Having a good designed, quality, well programmed universal remotes is absolutely key! It is the interface that you use to control your system and will determine how much you really enjoy your system. If you system is a pain in the neck to use (4 or more remotes) then most people tend not to use the system as often.

I know a lot of people here are Harmony users, but personally I think they are just an ok product with a great marketing department, much like Bose and Monster Cable. They look and work great if you are comparing them to cheap universals. But if you are going to spend the money one of the higher end models from their line then you might as well spend the same money on a higher end line that you get more performance and expandability from. Look at URC at least especially if you are a DIY type guy. 

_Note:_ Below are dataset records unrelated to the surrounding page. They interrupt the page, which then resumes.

PR #5282, opened 2026-07-23
feat(reader): add collapsible chapter sections to search results

WantenMN:
## Summary

Add collapsible chapter sections to the search results sidebar, making it easier to navigate through long search result lists. Each chapter group now has a sticky header with a toggle, so readers can collapse irrelevant chapters and focus on the ones they care about.

### Collapsible chapter sections

Extracted a `ChapterSection` component from the previously flat inline JSX. Each section header:

- Shows the **chapter label** and **match count** badge
- Uses a **sticky header** (`position: sticky; top: 0`) so it remains visible while scrolling through results
- Uses the same **SVG triangle expander icon** as the table of contents (TOC) chapter list for visual consistency

demo

### DIFF
--- a/apps/readest-app/src/__tests__/components/SearchBar.test.tsx
+++ b/apps/readest-app/src/__tests__/components/SearchBar.test.tsx
@@ -1,0 +1,97 @@
+import { act, cleanup, render } from '@testing-library/react';
+import { afterEach, beforeEach, describe, expect, it, vi } from 'vitest';
+
+import SearchBar from '@/app/reader/components/sidebar/SearchBar';
+
+const mocks = vi.hoisted(() => ({
+  // getProgress returns null until the book emits its first relocate event.
+  progress: null as { section: { current: number } } | null,
+  search: vi.fn(),
+}));
+
+vi.mock('@/context/EnvContext', () => ({
+  useEnv: () => ({ envConfig: {}, appService: null }),
+}));
+
+vi.mock('@/store/settingsStore', () => ({
+  useSettingsStore: () => ({ settings: {} }),
+}));
+
+vi.mock('@/store/bookDataStore', () => ({
+  useBookDataStore: () => ({
+    getBookData: () => ({ book: { primaryLanguage: 'en' } }),
+    getConfig: () => ({ searchConfig: { scope: 'section', mode: 'text' } }),
+    setConfig: vi.fn(),
+    saveConfig: vi.fn(),
+  }),
+}));
+
+vi.mock('@/store/readerStore', () => ({
+  useReaderStore: () => ({
+    getView: () => ({ search: mocks.search, clearSearch: vi.fn() }),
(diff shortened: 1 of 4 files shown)


dastarruer:
The scroll bar seems to slightly overlap the chapter dropdown. Otherwise, nice feature!

chrox:
Thanks for this! Nice feature. I reviewed it, rebased onto current `main`, and pushed two follow-up commits directly to the branch (hope you don't mind) rather than leaving a long list of review nits. Summary of what changed and why:

### `fix(reader): correct RTL, e-ink and collapse-state issues in search sections`

- **Collapse state leaked across searches.** `handleSearch` doesn't clear results up front, so the previous results stay mounted until the first new hit arrives. Sections are keyed by `index + label`, so the first chapter of the next query reused the key and came back already collapsed for results the reader had never seen. Collapse state now lives in `SearchResults` and resets when `searchProgress` drops to 0.
- **RTL.** `ml-2` on the match count violates DESIGN.md 2.8 (the sidebar sets `dir='rtl'` for RTL books). Now `ms-2`.
- **E-ink.** The sidebar renders `bg-base-100` under e-ink (`SideBar.tsx:190`), so the hardcoded `bg-base-200` header showed up as a grey band. Now `not-eink:bg-base-200 eink:bg-base-100`, matching the convention used in `NavigationBar`/`ColorPanel`. Hover and the expander transition are suppressed on e-ink too.
- **Scroll container lookup.** `closest('.overflow-y-auto')` couples the logic to a utility class; scoped it to `.search-results`. The rest of the sidebar scrolls via OverlayScrollbars, so if search results ever adopt it, the utility-class lookup would silently no-op.
- **A11y.** `role='button'` on the `<h3>` strips the heading role that readers had before. It's now a real `<button>` inside the `<h3>`, which keeps heading semantics and gets Enter/Space plus a `focus-visible` ring for free, so the hand-rolled `onKeyDown` could go.
- **`line-clamp-1`** on the header was inert: Tailwind emits `display` after `line-clamp`, so `flex` wins the cascade, and the inner span already truncates.

### `fix(reader): stop search from crashing before the first relocate event`

Pre-existing, unrelated to your change, but easy to hit while testing this one. `getProgress` returns `BookProgress | null`, but `SearchBar` asserted it non-null and destructured `section` off it, so searching right after opening a book threw:

```
TypeError: Cannot destructure property 'section' of 'progress' as it is null.
```

The value is only needed to scope a section-scoped search, so it's now read optionally and falls back to searching the whole book.

### Tests

Added `SearchResults.test.tsx` and `SearchBar.test.tsx` (5 tests), each written against the unfixed code first to confirm they reproduce. Full suite green: 7735 passed, plus lint and format.

Your sticky-header scroll restoration works nicely, by the way. I verified in the browser that collapsing a stuck header keeps it pinned with no scroll jump.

Personally I am a RTI fan but their mid level might be overkill for you unless you are getting into full house control... and they are only programmed by dealers

The one important tip I will say is whatever remote you buy make sure you buy it from authorized dealers (off or online) ... if not, your warranty will most likely be void.


----------



## Quake25 (Dec 31, 2008)

Thanks all for the replys! Sorry I have been AWOL for a few, but the remotes I have now are either not compatible with my equipment or can only power on/off a device, ar at best only operate a few basic keys...VERY frustrating!

Remotes I have:

Radio Shack 4-in-1 and a 5-in-1 was $60/$80 respectfully when I got them (Powers on all devices, powers off most, works on 2 devices fully and sound on 3)

Harmony 620 (?) and a 500 series each cost me $130 at the time (works all devices, but not all features unless I go the macro route maybe? - I find difficult to use!)

Not sure, but I think it is named MC-5 or UC-5? Anyways, it doesn't work with my Satellite Dish at all (turns it off, but not on)

Lastly, the issue I'm having is getting a remote that works both IR, radio and now Blue tooth (PS3)

[EDIT[ and yes I go on line for the updated remote codes


----------



## tonyvdb (Sep 5, 2007)

Blutooth seems to be very slow to catch on, not sure why. RF and IR seems to be the common ones right now.


----------